The exegetical turn proved short-lived. Within weeks, Robinson was back at his laptop, advising terrorist Darren Osborne, who went on to drive a van into a Muslim crowd in Finsbury Park, killing one person and wounding 11. “I don’t justify it,” Robinson later wrote on Twitter, adding with a touch of apophasis that “the mosque where tonight’s attack took place has a long history of creating terrorists.” Two years later, in 2019, our prisoner was again incarcerated for contempt of court, after which he sought asylum in the US on InfoWarsa website that sells conspiracy theories and nutritional supplements: “I’m begging Donald Trump, I’m begging the US government, to look into my case,” he said on the radio. Unfortunately for him, this didn’t sit well with his ochre-coloured overlord. He had to remain content in his rural barn in Greater Manchester, complete with a hot tub in the garden and a TV above his bath.

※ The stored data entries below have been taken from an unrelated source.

PR #1410, opened 2017-09-06
[Prototype] AuthNPolicy[Provider] / AuthorizationRequest[Evaluator]

HaoK:
Rough prototype of some of what we were discussing for Auth 2.1 changes to further discussion:

- `AuthenticationPolicy`: gives us a named set of schemes, and the ability to resolve these on a per request basis (PolicyProvider)
- `AuthorizationRequest`: is the new unit of work for AuthZ, it contains the authentication policy name, the authorization requirements, and the resource being authorized.  This is the complete set of data needed to process an authorization
- `IAuthorizationRequestEvaluator` builds on top of both the new 2.0 PolicyEvaluator and the AuthenticationPolicyProvider, it has a single method:
`PolicyResult AuthorizeAsync(AuthorizationRequest, HttpContext)` and returns Success/Forbidden/Challenged 

The new authorization metadata would just need to produce the AuthorizationRequest

I focused mostly on the AuthZ side of things first, exposing the authNPolicy concept for authN will come later

@davidfowl @blowdart @Tratcher @rynowak @Eilon @ajcvickers


src/Microsoft.AspNetCore.Authorization.Policy/AuthorizationRequestEvaluator.cs
```diff
@@ -0,0 +1,73 @@
...
+
+            var result = await _authorization.AuthorizeAsync(principal, request.Resource, policy.Build());
+            if (result.Succeeded)
+            {
+                return PolicyAuthorizationResult.Success();
+            }
+
+            // If authentication was successful, return forbidden, otherwise challenge
+            return (authenticateSuccess) 
+                ? PolicyAuthorizationResult.Forbid()
```
HaoK: Should we just directly forbid/challenge using the authentication scheme instead of returning a result for the callee to take care of? (i.e. Mvc Challenge/ForbidResults)

src/Microsoft.AspNetCore.Authorization.Policy/AuthenticationPolicy.cs
```diff
@@ -0,0 +1,45 @@
...
+
+        /// <summary>
+        /// The authentication schemes that should be used to construct the ClaimsPrincipal during authentication.
+        /// </summary>
+        public IEnumerable<string> AuthenticateSchemes { get; }
+
+        /// <summary>
+        /// The authentication schemes that should be challenged. 
+        /// </summary>
+        public IEnumerable<string> ChallengeSchemes { get; }
```
davidfowl: Should be one, no? Many challenge schemes is odd.

src/Microsoft.AspNetCore.Authorization.Policy/AuthenticationPolicy.cs
```diff
@@ -0,0 +1,45 @@
...
+
+        /// <summary>
+        /// The authentication schemes that should be forbidden.
+        /// </summary>
+        public IEnumerable<string> ForbidSchemes { get; }
```
davidfowl: Same comment as challenge schemes

src/Microsoft.AspNetCore.Authorization.Policy/AuthenticationPolicyEvaluator.cs
```diff
@@ -0,0 +1,124 @@
...
+        /// </summary>
+        /// <param name="context">The <see cref="HttpContext"/>.</param>
+        /// <param name="policyName">The name of the authentication policy.</param>
+        /// <returns>The result.</returns>
+        public virtual async Task<AuthenticateResult> AuthenticateAsync(HttpContext context, string policyName)
+        {
+            var policy = await Policies.GetAsync(context, policyName);
+            if (policy != null)
+            {
+                var count = policy.AuthenticateSchemes.Count();
```
davidfowl: Any

src/Microsoft.AspNetCore.Authorization.Policy/AuthenticationPolicyEvaluator.cs
```diff
@@ -0,0 +1,124 @@
...
+                        var auth = await context.AuthenticateAsync(s);
+                        if (auth.Succeeded)
+                        {
+                            if (principal == null)
+                            {
+                                principal = auth.Principal;
+                            }
+                            else
+                            {
+                                // REVIEW: what about the auth properties, we just dropped them...
```
davidfowl: How did this work before? Did it ever?

src/Microsoft.AspNetCore.Authorization.Policy/AuthenticationPolicyEvaluator.cs
```diff
@@ -0,0 +1,124 @@
...
+            var policy = await Policies.GetAsync(context, policyName);
+            if (policy != null)
+            {
+                var count = policy.AuthenticateSchemes.Count();
+                if (count > 0)
+                {
+                    ClaimsPrincipal principal = null;
+                    foreach (var s in policy.AuthenticateSchemes)
+                    {
+                        var auth = await context.AuthenticateAsync(s);
```
davidfowl: Isn't it cleaner to pass the IAuthenticationService to the ctor of this service then call `AuthenticateAsync` on that? Those extension methods are just for convenience...

davidfowl:
@HaoK can you outline which components use which APIs? Would the Authentication middleware be updated to use the `AuthenticationPolicyEvaluator`?

src/Microsoft.AspNetCore.Authorization.Policy/AuthenticationPolicyEvaluator.cs
HaoK: Nope, never worked, whenever we merged principals we would lose whatever was in the auth properties, but to be fair, you couldn't access the properties in 1.x unless you called the appropriate Authenticate overload anyways

src/Microsoft.AspNetCore.Authorization.Policy/AuthenticationPolicy.cs
HaoK: Yeah its odd, I believe one of the original reasons why we ever supported this was an upgrade flow, where a user would be signed in, but they might require more permissions which would result in additional challenge, @Tratcher @blowdart do you guys remember the details of why we ever wanted multiple authentication schemes for authorization (other than bearer + cookies)

src/Microsoft.AspNetCore.Authorization.Policy/AuthenticationPolicyEvaluator.cs
HaoK: Yeah I wasn't sure which was better, I went with the context extensions since all the sugar overloads only exist on httpContext...

HaoK:
Yeah we should consider switching all of the public authentication entrypoints to expose the policy concept.

So
- AuthenticationOptions would get a DefaultPolicy property which could be configured
- The middleware from UseAuthentication() would switch to using `IAuthenticationPolicyEvaluator.AuthenticateAsync(httpContext, policyName: null)` which would fall back to the current `context.AuthenticateAsync` behavior if no policies are configured.
- The authorization stack would switch to a new layer built on top of the old authZ layer (`IPolicyEvaluator`) + named authN policies (`IAuthenticationPolicyEvaluator`) = `IAuthorizationRequestEvaluator`)

I'm not sure the ability to name specific other non default authentication policies would be used outside of Authorization, but regardless it would allow dynamic per request resolution of the authentication policies via `IAuthenticationPolicyProvider`

HaoK:
And some kind of new attribute syntax like:

[Authorize(AuthenticationPolicy = "Cookies", AuthorizationPolicy = "Organization", Resource = Operation.Something)]

src/Microsoft.AspNetCore.Authorization.Policy/AuthenticationPolicy.cs
blowdart: Yea, the upgrade was definitely a scenario

blowdart:
Don't forget the imperative calls as well, not just the attribute.

src/Microsoft.AspNetCore.Authorization.Policy/AuthenticationPolicy.cs
```diff
@@ -0,0 +1,45 @@
...
+
+        // REVIEW: Do we really need SignIn/SignOut schemes?
```
Tratcher: We need some way for remote providers to resolve their correct sign-in scheme. Or we make them specify it in their options, but it seems odd to leave out.

src/Microsoft.AspNetCore.Authorization.Policy/AuthenticationPolicy.cs
Tratcher: Challenging Basic, Bearer, Windows, on the same response works, they stack. That's what IIS does if you enable multiple auth types.

src/Microsoft.AspNetCore.Authorization.Policy/AuthenticationPolicy.cs
Tratcher: Yeah, this one is pretty strange. In theory you would forbid each scheme the user was signed in with, but I don't know of any implementations that stack here. It's somewhat unusual to sign in with multiple anyways.

HaoK: So we allow multiple authenticate/challenge and force them to pick a single forbid scheme?

src/Microsoft.AspNetCore.Authorization.Policy/AuthenticationPolicy.cs
HaoK: Remote providers don't need to change from what they are doing today, they require a sign in scheme, it will use the default if not specified, we could have that use the default policy if specified as a small change, but I don't think adding a SignInPolicy really helps since its only using the SignInScheme

HaoK:
@Tratcher consumption is via IAuthenticationPolicyEvaluator, you call Authenticate/Challenge/Forbid with the policy name.  That's what AuthZ will use as well.  I don't really think SignIn/SignOut make sense unless they supports multiple schemes as it would just be an exact call to the underlying IAuthenticationService, we can keep it as just passthrough if we really want, but doesn't seem that useful

HaoK:
Specifically picking between cookies/bearer isn't all that different, you can do it on [Authorize] explicitly via AuthenticationPolicy, or you can do it dynamically by using a single "BlowdartHatesThis" policy where `IAuthenticationPolicyProvider` resolves it to cookies/bearer based on something that would never be request path...

HaoK:
To summarize the main benefits of this change: you get the ability to associate a set of named challenge/forbid/authenticate schemes (including a default).  And the ability to dynamically resolve these named schemes on a per request basis.  This will allow us to tidy things up more and finally define some of the undefined behaviors with multiple authentication schemes in Authorize

HaoK:
@blowdart imperative calls will basically just be getting the appropriate service and calling it, with the lowest level something like:

`AuthorizeAsync(authenticationPolicy, authorizationRequirements, resource)` which returns Success/Forbidden(failure when authentication succeeded)/Challenge(failure when authentication failed)

Tratcher:
Specifically, can you show an example of defining two policies and a selector in Startup for the JWT vs Cookies scenario.

src/Microsoft.AspNetCore.Authorization.Policy/AuthenticationPolicy.cs
davidfowl: I know what it does but it feels like a pit of failure. How often is this usable?

HaoK:
Sure, it would look something like:

```C#
services.AddAuthentication(o => {
    o.AddPolicy("Cookies", p => p.UseDefault("Cookies"))); // sets all the schemes to cookies
    o.AddPolicy("Bearer", p => p.UseDefault("Bearer"))); // sets all the schemes to bearer
});
services.AddScoped<IAuthenticationPolicyProvider, MyPolicyProvider>();

class MyPolicyProvider : IAuthenticationPolicyProvider {
    AuthenticationOptions _options;
    
     MyPolicyProvider(IOptions<AuthenticationOptions> options) => _options = options.Value;

    public Task<AuthenticationPolicy> GetAsync(string name, HttpContext context) {
        // If no policy is specified, pick one
        if (name == null) {
            if (ShouldUseBearer(context)) return _options.Policies["Bearer"];
            else return _options.Policies["Cookie"];
        }
        return _options.Policies[name];
    }
}
```

src/Microsoft.AspNetCore.Authorization.Policy/AuthorizationRequestEvaluator.cs
davidfowl: Maybe this should do it. The reason to allow both though is because you can inspect action results in the mvc pipeline.

HaoK: So this will take care of calling Forbid/Challenge but we'd still continue to return the results but we'd change MVC to no-op with the Challenge/Forbid results?

HaoK: That feels a bit weird to no-op, and probably a breaking change too, so would we have to introduce new results that no-op'd but signal'd that a challenge/forbid was done?

Tratcher:
The layering looks a little odd. I was expecting a policy name selector more like: `public Task<string> GetAsync(HttpContext context)`
And then a services or auth builder extension that reduces that to a lambda:
`services.AddAuthentication(...).AddPolicySelector((context => ShouldUseBearer(context) ? "Bearer" : "Cookies")

HaoK:
Sure, we can always add something to make selecting only the default easier

`AddDefaultPolicySelector(context =>  ShouldUseBearer(context) ? "Bearer" : "Cookies")`

and there'd be a matching IDefaultAuthenticationPolicySelector

HaoK:
Example usage:

```
               services.Configure<AuthenticationPolicyOptions>(o => 
                {   
                    o.DefaultPolicySelector = ctx => (string)ctx.Items["policy"];
                    o.AddPolicy("auth", p => p.DefaultScheme = "default");
                });
 ```

File: src/Microsoft.AspNetCore.Authorization.Policy/AuthenticationPolicy.cs (hunk 2 above)
Comment (HaoK) [reply src/Microsoft.AspNetCore.Authorization.Policy/AuthenticationPolicy.cs]: What's the verdict here @blowdart @Tratcher @davidfowl 

Can we limit Challenge/Forbid to a single scheme for an AuthenticationPolicy?  Multiples would still be supported on the APIs I guess.

**Comment by HaoK** [comment]
Are we happy with the current names (and planned homes) for this stuff?

New to `Microsoft.AspNet.Core.Authentication[.Abstractions]`:
`AuthenticationPolicy` - Authenticate/Challenge/Forbid schemes only (no sign in/sign out)
`AuthenticationPolicyBuilder` - Sugar to build policies
`[I]AuthenticationPolicyEvaluator` - used Authenticate/Challenge/Forbid via policy name (used instead of directly using `IAuthenticationService`)
`[I]AuthenticationPolicyProvider` - Per request resolution of name => AuthenticationPolicy
`[I]DefaultAuthenticationPolicySelector` - Per request resolution of default authentication policy

New to `Microsoft.AspNet.Core.Authorization.Policy`: (is this the right home?  we added it in 2.0 to link Authentication to Authorization):
`AuthorizationRequest` - Encapsulates the AuthZ request: authN policy name, resource, requirements
`[I]AuthorizationRequestEvaluator` - Evaluates the new `AuthorizationRequest` (replaces IAuthorizationPolicyEvaluator which itself replaces `IAuthorizationService`)

**Comment by HaoK** [comment]
So I've started work in https://github.com/aspnet/Identity/pull/1442 trying to switch Identity's SignInManager over to using authentication policies.  

Initial thoughts are:
There will be a "Identity" AuthenticationPolicy that is setup by default to:
`Authenticate/Forbid/ChallengeScheme`: "Identity.Application"

// There is no support for SignIn/SignOut right now, as they are kinda confusing
`SignInScheme`: We set this to "Identity.External" today but that is confusing since you'd expect SignIn to set the Application cookie, as we set this mostly for the external auth policies.
`SignOutScheme`: Identity needs to clear Application, External, and 2 two factor schemes

So I guess what we could do now is setup a new default "External" policy, which is what we use to set the SignInScheme to "Identity.External" in the templates for social logins, and I guess we'd just have to update the documentation since I don't think we can just make it all work with this, the external providers need to specify their authenticationPolicy somewhere, since there will be always be at least two authentication policies (Identity + External grrr)

**Comment by HaoK** [comment]
Or maybe we should just add additional new dedicated setting for just the remote authentication SignIn default, which is separate from the DefaultSignInScheme, i.e.

```
services.AddAuthentication(o => {
    o.DefaultPolicy = "Identity.Application";
    o.DefaultRemoteSignInScheme = "Identity.External";

// Google Handler resolves the default SignInScheme by trying to use DefaultRemoteSignInScheme first, before falling back to the existing logic
}).AddGoogle(); 

```

**Comment by Tratcher** [comment]
No for DefaultRemoteSignInScheme, DefaultSignInScheme is primarily used for remotes anyways.

**Comment by HaoK** [comment]
So if we don't add a new dedicated setting,I guess everything still hangs together for the template if we set the default AuthenticationPolicy to "Identity", then the remote auth handlers will resolve to the External cookie, and SignInManager never uses the default sign in scheme..  Its only users who call SignInAsync not specifying a scheme who will be surprised which hopefully won't be a huge number of people)

**Comment by HaoK** [comment]
So tentative startup will look something like:

```C#
    services.AddIdentityCore<ApplicationUser>() // + UserManager 
                .AddRoles<IdentityRole>() // + RoleManager
                .AddEntityFrameworkStores(); // + User/RoleStores
                .AddSignIn() // + SignInManager
                .AddDefaultCookies() // + Identity cookies, configures "Identity" auth policy
                .AddDefaultTokenProviders() // TFA stuff

    services.AddAuthentication(o.DefaultPolicy = IdentityConstants.DefaultPolicy)
            .AddGoogle()
            .AddJwtBearer() ...
```

src/Microsoft.AspNetCore.Authorization.Policy/AuthenticationPolicy.cs
HaoK: Ok so if we are going to switch the Remote providers to use the new `IAuthentication,PolicyEvaluator` to SignIn, then we'll need to add a SignInPolicy setting which I guess would be used if SignInScheme isn't specified?  Gets confusing fast :)

davidfowl:
Auth's relationship with funcs needs to go away. We need to use types like sane people 😄 . They are more DI friendly.

HaoK:
Went with virtual scheme instead: https://github.com/aspnet/Security/pull/1486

A fool and his money are soon parted, however, and Robinson was ordered to pay £100,000, plus legal costs of £1.5 million, for defaming 15-year-old refugee Jamal Hijazi, who was attacked by far-right thugs and forced to relocate after Robinson falsely accused him of attacking “young English girls”. Even Robinson was forced to admit that he had cancelled the boy on faulty information: “I’ve been completely duped, what an embarrassing man.” He filed for bankruptcy shortly afterwards and has been involved in stalking a Indian journalist and her partner, for whom he was given a five-year stalking protection order, and calling a taxi driver in Bologna names: “little paki driving a car… I’m going to hit you on the head, kick you in the face, because I’m the king of the entire Islamic race (Like this).”

Like a dog returning to its vomit, Robinson returned to the Hijazi affair in his third book. Silence imposeda nasty reprisal of who said what to whom about whom. Telegraphically formulated, a summary might read: “I was right. The courts were wrong.”

Despite all his energetic antics and massive platform – News evening, Good morning Great Britainthe Today programme, Oxford Union, BBC, a Channel 4 documentary, all delivered by a guilt-ridden, right-thinking commentator in search of down-to-earth authenticity — it’s heartening to note that only a minuscule minority of souls have fallen for Tommy Robinson’s scam. In 2019, he polled just 2.2% of the vote when he stood for the European Parliament. When Gerard Batten roped him into Ukip’s Brezhnevite bureaucracy as a “grooming gang advisor”, Farage and seven other MEPs promptly resigned, fearing reputational damage. These are, after all, quite different traditions: Ukip’s origins lie in a fairly conventional post-war Euroscepticism, while Robinson’s lie in the interwar fascism of Oswald Mosley’s ilk, which is now considered beyond the pale.

Robinson, in short, is an anachronism. There is no existential battle between white and coloured Britain. What we have on our hands instead is an existential battle between white and Muslim fundamentalists, both sides as thick as mincemeat, and, in a way, two sides of the same coin. It is no coincidence then that Robinson has recently praised Muslim conservatives for being “strong in principle” and has joined them in opposing the teaching of tolerance for sexual minorities in schools. “Homosexuality is a horrible, horrible thing,” one Muslim conservative told the press; “it is not acceptable in Islam.” Robinson’s response: “I stand with Muslim parents.” A plague on both houses.